Look through the data that follows and copy each line with the string "deleted".
(Record set)
PR #80, opened 2017-11-23
"Dashboard" tab deleted from app

JuanjiJG:
There was some old files of a "Dashboard" tab. They were deleted from the app and also every other remaining references and links to the Dashboard templates.


havidarou:
LGTM!

PR #81, opened 2017-11-23
Added cluster configuration to the manager configuration tab

jesusgn90:
In the "manager status" tab, the cluster daemon __will appear__ when it is available, in the sense that we make the call to the api `/manager/status` and then iterated on the array obtained.

The configuration of the cluster has been added to the "manager configuration" tab.


havidarou:
LGTM!

PR #86, opened 2017-11-24
Parallellized manager status

jesusgn90:
We can make use of Promise.all to handle parallel request at same time in order to optimize view load time.


jesusgn90:
If you don't ever seen Promise.all read bellow:

```js
foo()
.then(data => {
   $scope.a = data;
   return bar();
})
.then(data => $scope.b = data)
.catch(console.error)
```

Is equivalent to:

```js
Promise.all([foo(),bar()])
.then(data => {
   $scope.a = data[0];
   $scope.b = data[1]
})
.catch(console.error)
```

If have any question, just ask me.

Best regards, Jesús.

havidarou:
LGTM!

PR #87, opened 2017-11-24
Enhacements in agents loading. Removed unneccessary extra api call

jesusgn90:
Agents preview is now faster. Also I noticed a duplicated api call that was inneccessary. Improved way to request data.


havidarou:
LGTM!

PR #368, opened 2018-04-16
Fix visualizations cron task log message

jesusgn90:
Hello team, this pull request fixes the next issue:

- https://github.com/wazuh/wazuh-kibana-app/issues/361

```js
const output = await wzWrapper.deleteVisualizationByDescription(date.getTime(),true);
if(output && output.deleted > 0) log('vis-deletion-cron.js',`Deleted ${output.deleted} visualizations with a timestamp lower than ${date.getTime()}`,'info');
```
Also it logs the number of deleted visualizations when we delete one or more visualizations.

Best,
Jesús


jesusgn90:
LGTM

PR #377, opened 2018-04-17
Added cluster.name to monitoring index

jesusgn90:
Hello team, this pull request ables the App to store the `cluster.name` property on the monitoring daily index. Assuming the agent from the `/agents` request comes with the field  `{ cluster: { name: 'wazuh-cluster-01' } }` we'll store it as it. If the agent doesn't come with that field, we'll store it as `{ cluster: { name: 'disabled' } }`. On the other hand, whenever we are on a non-cluster environment we'll still able to know it from the `.wazuh` index like on the other app packages.

This PR solves https://github.com/wazuh/wazuh-kibana-app/issues/375

Best,
Jesús


havidarou:
LGTM! Now we will properly filter clusters in our monitoring visualization!

PR #391, opened 2018-04-19
Removed implicit filter from PCI 

jesusgn90:
Hello team, this pull request removes the implicit filter from PCI to avoid a multi-search which crashes the very first time you enter Overview-PCI or Agent-PCI.

Since the visualizations from PCI has their own filter to check PCI related alerts, we don't need that filter which only causes overload to Elasticsearch.

Also adds this condition to not push empty arrays (it's not harmful but not needed to do it):

```js
if(cleaned.length) queryFilter.addFilters(cleaned);
``` 

Best,
Jesús


JuanjiJG:
I'll proceed to close this issue, since it needs more development and further research.

Regards,
Juanjo

PR #394, opened 2018-04-20
Fix agents autocomplete

jesusgn90:
Hello team, this pull request replaces an if statement on the discover directive by a trace deletion on the agents controller. This way we are reaching the same goal in a cleaner mode, also reduces overload for the discover directive.

Best,
Jesús


havidarou:
LGTM!

PR #413, opened 2018-04-25
Added errorHandler service to bs controller, better error parsing

jesusgn90:
Hello team, this pull request parses raw error objects from some scenarios on the blank screen controller, this way we can show the user the exactly message not the raw output. I'm using a try/catch block because this controller needs to be always avalaible, so if the parsing fails we can show the raw any way.

Regards,
Jesús


havidarou:
LGTM!

PR #415, opened 2018-04-25
Fix false "not enough privileges" scenario

jesusgn90:
Hello team, this pull request fixes https://github.com/wazuh/wazuh-kibana-app/issues/414, read it to have a more in deep view about the problem.

Brief summary of the change:

Whenever `allow.hits.total >= 1` it means the user has enough privilege to use that index pattern. This is always true unless there is no indices matching that pattern. If `allow.hits.total === 0` but `!forbiden` the user still has enough privileges to use that pattern but no indices are being matched --> visualizations without results.

Regards,
Jesús


havidarou:
LGTM!

PR #420, opened 2018-04-26
New Manager/Ruleset redesign

JuanjiJG:
Hello all,

This PR bring a new redesign for the Wazuh app: the **Manager/Ruleset** tab:

ruleset

### Main description
This new design divides the Ruleset tab into two different sections: ***List view*** and ***Detail view***. The old expandable tables have been replaced with a new section that will help us for improving the information that we show from Rules and Decoders.

The filter functionality is still present. You can apply search filters and use a Lucene-like query syntax.

On the ***Detail view*** you can see all the information about the Rule or Decoder, and also you can see a list of related Rules/Decoders.

If a rule has groups or PCI requirements, you can click on them to go back to the list with that filter applied.

### Other changes
This redesign comes with a bunch of small improvements to the overall user interface. For example, the font size on some elements has been reviewed and it's a bit smaller.

This new tab will improve a lot in the future, because now we have more space to implement more rich information for every rule or decoder.

Regards,
Juanjo


havidarou:
LGTM!

Great work!!

PR #428, opened 2018-04-30
Added message for successful API removal

### LINKED ISSUE #424: Add success/error messages when deleting an API entry
Hello team,

Currently, when the user deletes an API entry from the *Settings* tab, there's no message indicating if the process finished well or not.

We should add this so the user could have a better user experience. Every process made on the aff should prompt a confirmation message.

Regards,
Juanjo

JuanjiJG:
Hello team,

This pull request adds a new message when the user deletes an API entry on the Settings tab:
message

Now not only the user will know if something went wrong, he'll also confirm that the deletion process was successful.

This PR closes #424.

Regards,
Juanjo


havidarou:
LGTM!

PR #445, opened 2018-05-10
Fix requests

jesusgn90:
Hello team, this pull request improves the way we handle multi-requests, timeout, etc.

- Added a 200ms delay when fetching iterables
- Prevents from searching on rules/decoders with a string length <= 1
- Prevents from search if the factory is busy or it's ended
- Properly handling cancelled requests

Best regards,
Jesús


havidarou:
LGTM!

PR #452, opened 2018-05-15
Fix Kibana filters bug

jesusgn90:
Hello team, this pull request fixes https://github.com/wazuh/wazuh-kibana-app/issues/451

Brief summary:

- Added new class to build queries from base query
- Removed `rison` dependency since it's no longer needed
- The filter management is being done on controllers instead the `Discover` directive
- Now we are emitting specific events whenever we are fetching data or communicating to the `Discover`  directive
- The number of useless requests to fetch data has been reduced
- The synchronization actions are working as expected regardless the amount of data and/or the amount of the machine resources
- Added factories to store shared information between services and/or controllers, leaving the root scope ligther
- Removing useless listeners whose could cause wrong situations

Best regards,
Jesús


havidarou:
LGTM! Faster!

PR #456, opened 2018-05-16
Added check for new extensions

jesusgn90:
Hello team, this pull request fix an inconsistency situation whenever we add a new extension to the App which is enabled by default.

The problem comes for old App packages, whose already have `.wazuh` documents created without the new extension. If the new extension is enabled on the `config.yml` file the App thinks it is disabled. 

With this pull request we are ensuring we have all the .wazuh documents with the proper extensions updated. If the document already had a extension, it is ignored, otherwise we update it adding the new extension using the default value.

To check the extensions the function reads the `config.yml` and compares it with `default-ext.js` extensions. If it's not found con `config.yml`, looks for it on `default-ext.js`. Finally looks if the current `.wazuh` document being analyzed has that extension, if it hasn't got it, the extension is added to its extensions with the default value, otherwise that extension is skipped for that `.wazuh` document.

From now and onwards we need to explicitly add any new extension to `default-ext.js` with its default value.

This PR fixes https://github.com/wazuh/wazuh-kibana-app/issues/455

Regards,
Jesús

### DIFF
--- a/server/initialize.js
+++ b/server/initialize.js
@@ -17,6 +17,7 @@ import ElasticWrapper     from './lib/elastic-wrapper'
 import packageJSON        from '../package.json'
 import kibana_template    from './integration-files/kibana-template'
 import getConfiguration   from './lib/get-configuration'
+import defaultExt         from './lib/default-ext'
 
 export default (server, options) => {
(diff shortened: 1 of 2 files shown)


havidarou:
LGTM!

PR #459, opened 2018-05-16
Fix discover to panels preserve extra filters on filter-bar

jesusgn90:
Hello team, this pull request fix a little non-desired behaviour whenever a user has a custom non-pinned filter on any overview/agent tab and goes to Discover sub tab then come back to Panels sub tab.

The trick here was to add a boolean variable to check if I'm on the same tab but come from Discover or if indeed I'm new for this tab. If `localChange` is true it means we are on that situation, otherwise it'll be false.

Finally, and using `localChange`, we can decide what to do on the right way:

```js
$state.filters = localChange ? $state.filters : [];
```

Best regards,
Jesús

### DIFF
--- a/public/controllers/agents.js
+++ b/public/controllers/agents.js
@@ -102,7 +102,7 @@ app.controller('agentsController', function ($timeout, $scope, $location, $rootS
     };
 
     let filters = []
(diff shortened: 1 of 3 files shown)


havidarou:
LGTM!

PR #135, opened 2024-04-16
Support W3C jwt_vc_json credential requests

vafeini:
Support W3C jwt_vc_json credential requests, first draft of pseudonym credential.

This is an example of issuing a credential in W3C VC DM 1.1 format encoded as JWT in order to test the VCI libs


babisRoutis:
@vafeini Please rebase with main

babisRoutis:
@vafeini I think that we should also update README to include the sample credential in W3C VC DM and to update the feature matrix. For instance, we support Proof where binding key is expressed as a DID using either `did:jwk` or `did:key` methods.

babisRoutis:
@vafeini  `main` branch was updated to include support for loading signing key from a keystore.
I believe that we should rebase the PR

babisRoutis:
@vafeini Please update PR description and if ready remove the `draft` marker

src/main/kotlin/eu/europa/ec/eudi/pidissuer/adapter/out/did/CreateDidUrl.kt
```diff
@@ -0,0 +1,117 @@
...
+    Curve.SECP256K1,
+    Curve.P_256,
+    Curve.P_384,
+    Curve.P_521,
+)
+
+/**
+ * did:key:MULTIBASE(base58-btc, MULTICODEC(public-key-type, raw-public-key-bytes))
+ */
+private fun createDidKey(key: JWK): DIDURL = when (key) {
```
babisRoutis, line 64: The factory methods that are currently private, have a recognizable value, on their own.

- Consider exposing them public and perhaps remove both the sealed interface `DidMethod` and the fun `createDidUrl`

src/main/kotlin/eu/europa/ec/eudi/pidissuer/adapter/out/diploma/GenerateUserDiplomaData.kt
```diff
@@ -0,0 +1,120 @@
...
+ */
+@Serializable
+data class LearningActivity(
+    @SerialName("id") val id: String,
+    @SerialName("definition") val definition: String,
+    @SerialName("startedAtTime") val started: Instant,
+    @SerialName("endedAtTime") val ended: Instant,
+)
+
+interface GenerateUserDiplomaData {
```
babisRoutis, line 117: Why call it `GenerateUserDiplomaData` and not `GetUserDiplomaData` adding the authorization context as an input parameter (take a look at PID). ?

The fact that we provide an implementation that just generates this is irrelevant, I think

src/main/kotlin/eu/europa/ec/eudi/pidissuer/adapter/out/diploma/IssueJwtVcJsonDiploma.kt
```diff
@@ -0,0 +1,188 @@
...
+        )
+
+        CredentialResponse.Issued(JsonPrimitive(jwt), notificationId)
+            .also {
+                log.info("Successfully issued diploma")
+                log.debug("Diploma data {}", it)
+            }
+    }
+
+    private fun encodeDiplomaToJwtVcJson(holderKey: JWK): String {
```
babisRoutis, line 130: Pass in the diploma and don't generate it.

src/main/kotlin/eu/europa/ec/eudi/pidissuer/adapter/out/diploma/IssueJwtVcJsonDiploma.kt
```diff
@@ -0,0 +1,188 @@
...
+    override suspend fun invoke(
+        authorizationContext: AuthorizationContext,
+        request: CredentialRequest,
+        credentialIdentifier: CredentialIdentifier?,
+        expectedCNonce: CNonce,
+    ): CredentialResponse<JsonElement> = coroutineScope {
+        log.info("Handling issuance request ...")
+        val holderPubKey = async(Dispatchers.Default) { holderPubKey(request, expectedCNonce) }
+
+        val jwt = encodeDiplomaToJwtVcJson(holderPubKey.await())
```
babisRoutis, line 106: lookup the user diploma (generate it), then pass it to `encodeDiplomaToJwtVCJson(diploma, holderPubKey)`

src/main/kotlin/eu/europa/ec/eudi/pidissuer/adapter/out/diploma/IssueJwtVcJsonDiploma.kt
babisRoutis, line 130: Are we sure that holderPubKey shouldn't be a `JWK`?

It should be a DID or DIDURL, I think.

src/main/kotlin/eu/europa/ec/eudi/pidissuer/adapter/out/diploma/IssueJwtVcJsonDiploma.kt
```diff
@@ -0,0 +1,188 @@
...
+
+        val credential = buildCredential {
+            credentialMetadata {
+                type(diplomaName)
+                issuer(credentialIssuerId.value.toString())
+                issueDate(_now)
+                expirationDate(_now.plusSeconds(86400))
+            }
+            credentialSubject {
+                val didUrl = createDidUrl(holderKey, DidMethod.KEY).getOrThrow()
```
babisRoutis, line 143: Whose didUrl is this? Better provide a business name.

Also given that DID and DID URL are being representing with the same class (`DIDURL`), personally I would prefer something more concrete.

Semantics seems not clear for the `holderPubKey` parameter.

babisRoutis (changes requested):

babisRoutis:
Closing this. Won't be implemented

PR #143, opened 2024-04-23
Authorization server metadata and DPoP fixes.

dzarras:
1. Introduce a new property to configure the URL to be used to fetch the metadata of the authorization server. This is not necessarily derived from the public URL of the authorization server.
2. Enable parsing of X-Forwarded headers so that the server can successfully determine the currently accessed URI when behind a reverse proxy. When this is not enabled DPoP authentication does not work because `htu` differs from `ServerHttpRequest.uri`.


babisRoutis (approved):

babisRoutis:
@dzarras Have you verified the solution using a docker image?

dzarras:
@babisRoutis Yeap. That's how I figured out we needed to enable support for the X-Forwarded headers.

PR #151, opened 2024-04-30
Add the ability to load a key-pair from a keystore, for SD-JWT signing.

### LINKED ISSUE #147: Load signing key from a keystore
Currently, application generates a random key pair, for signing credentials with format SD-JWT-VC during [startup](https://github.com/eu-digital-identity-wallet/eudi-srv-pid-issuer/blob/35997a9f578ec3194606406230e8dae0b240b4d3/src/main/kotlin/eu/europa/ec/eudi/pidissuer/PidIssuerApplication.kt#L340).

We could load this key pair from an externally defined keystore, similar to that the [verifier](https://github.com/eu-digital-identity-wallet/eudi-srv-web-verifier-endpoint-23220-4-kt/blob/1ba6ccc186fb2f1b8c9beeb119142def1c71121e/src/main/kotlin/eu/europa/ec/eudi/verifier/endpoint/VerifierContext.kt#L208) does.

dzarras:
Closes #147


README.md
```diff
@@ -147,6 +147,35 @@ Variable: `ISSUER_PID_SD_JWT_VC_DEFERRED`
 Description: Whether PID issueance in *SD JWT VC* format should be *deferred* or *immediate*  
 Default value: `false` (i.e. immediate issuance)
 
+Variable: `ISSUER_PID_SD_JWT_VC_SIGNING_KEY`
```
babisRoutis, line 150: I don't think that we need to define so many keys (per credential, per format etc).

I single key pair would be enough.

babisRoutis (changes requested):
Do we really need multiple singing keys?
I don't think so

README.md
dzarras: Could the same key be used both for sd-jwt and mdoc signing? 
If both require an ECKey, then we can proceed as you suggest.

babisRoutis (approved):

PR #152, opened 2024-05-01
Change mso_mdoc signing implementation

### LINKED ISSUE #153: Use a single signing key for all formats, owned by the isser.
Currently, issuer depends on an external service for signing credentials in `mso_mdoc` format.
In addition, this external service owns the key that is being used to sign the credentials.

For SD-JWT-VC and W3C DM formats, it is the issuer that controls the signing key (either randomly generated upon application startup or externally provided via a keystore).

This is problematic. Issuer should use a single signing key used for all formats to simplify key management

babisRoutis:
Closes #153 

This PR removes the dependency to the external service and implements `mso_mdoc` signing internally.
Now, issuer is able to use a single signing key (loaded by external key store) for all formats.

- [x] Migrate PID in `mso_mdoc` to the internal signing service
- [x] Migrate mDL in `mso_mdoc` to the internal signing service
- [x] Remove dependency to the external signing service
- [x] Load a single signing key from external keystore (Perhaps remove support for randomly generated keys)
- [x] Possibly, add a section in the README, providing details on how to create the keystore


dzarras:
@babisRoutis could you please check and let me know of any comments?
(End Record set)
Task output
"Dashboard" tab deleted from app
There was some old files of a "Dashboard" tab. They were deleted from the app and also every other remaining references and links to the Dashboard templates.
if(output && output.deleted > 0) log('vis-deletion-cron.js',`Deleted ${output.deleted} visualizations with a timestamp lower than ${date.getTime()}`,'info');
Also it logs the number of deleted visualizations when we delete one or more visualizations.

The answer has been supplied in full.